About this exercise | Filter the entries below down to the lines that hold "isPal".

Start of Given records

PR #915, opened 2015-02-16
Event view program for OpenOS

magik6k:
This is IMO one of the most useful utilities OpenOS was lacking. Name is probably not super-accurate but it seems good enough.

### DIFF
--- a/src/main/resources/assets/opencomputers/loot/OpenOS/bin/dmesg.lua
+++ b/src/main/resources/assets/opencomputers/loot/OpenOS/bin/dmesg.lua
@@ -1,14 +1,16 @@
 local event = require "event"
 local component = require "component"
+local keyboard = require "keyboard"
 
 local interactive = io.output() == io.stdout
 local color, isPal, evt
 if interactive then
   color, isPal = component.gpu.getForeground()
 end
+io.write("Press 'q' to exit\n")
 pcall(function()
   repeat
-    evt = {event.pull()}
+    evt = table.pack(event.pull())
     if interactive then component.gpu.setForeground(0xCC2200) end
     io.write("[" .. os.date("%T") .. "] ")
     if interactive then component.gpu.setForeground(0x44CC00) end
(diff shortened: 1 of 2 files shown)


Vexatos:
How about a `Press <key> to stop` print in the beginning?

src/main/resources/assets/opencomputers/loot/OpenOS/bin/dmesg.lua
```diff
@@ -0,0 +1,31 @@
...
+local component = require "component"
+
+local interactive = io.output() == io.stdout
+local color, isPal, evt
+if interactive then
+  color, isPal = component.gpu.getForeground()
+end
+pcall(function()
+  repeat
+    evt = {event.pull()}
```
fnuecke: Better to use `table.pack` here, to avoid dropping parameters after a `nil` one.

src/main/resources/assets/opencomputers/loot/OpenOS/bin/dmesg.lua
```diff
@@ -0,0 +1,31 @@
...
+    if interactive then component.gpu.setForeground(0xCC2200) end
+    io.write("[" .. os.date("%T") .. "] ")
+    if interactive then component.gpu.setForeground(0x44CC00) end
+    io.write(tostring(evt[1]) .. string.rep(" ", math.max(10 - #tostring(evt[1]), 0) + 1))
+    if interactive then component.gpu.setForeground(0xB0B00F) end
+    io.write(tostring(evt[2]) .. string.rep(" ", 37 - #tostring(evt[2])))
+    if interactive then component.gpu.setForeground(0xFFFFFF) end
+    if #evt > 2 then
+      for i = 3, #evt do
```
fnuecke: Then use `evt.n` here (from `table.pack`).

src/main/resources/assets/opencomputers/loot/OpenOS/bin/dmesg.lua
```diff
@@ -0,0 +1,31 @@
...
+        io.write("  " .. tostring(evt[i]))
+      end
+    end
+    
+    io.write("\n")
+  until evt[1] == "key_down" and evt[3] == 113
```
fnuecke: Maybe better `evt[2] == keyboard.keys.q` here, or at least a comment. Magic numbers are annoying when you have to look them up ;-)

fnuecke:
Also, I agree with Vexatos' suggestion of adding a message on startup to let users know how to quit (without ctrl+alt+c, which could potentially screw up colors).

End of Given records

Expected answer |
 local color, isPal, evt
   color, isPal = component.gpu.getForeground()
+local color, isPal, evt
+  color, isPal = component.gpu.getForeground()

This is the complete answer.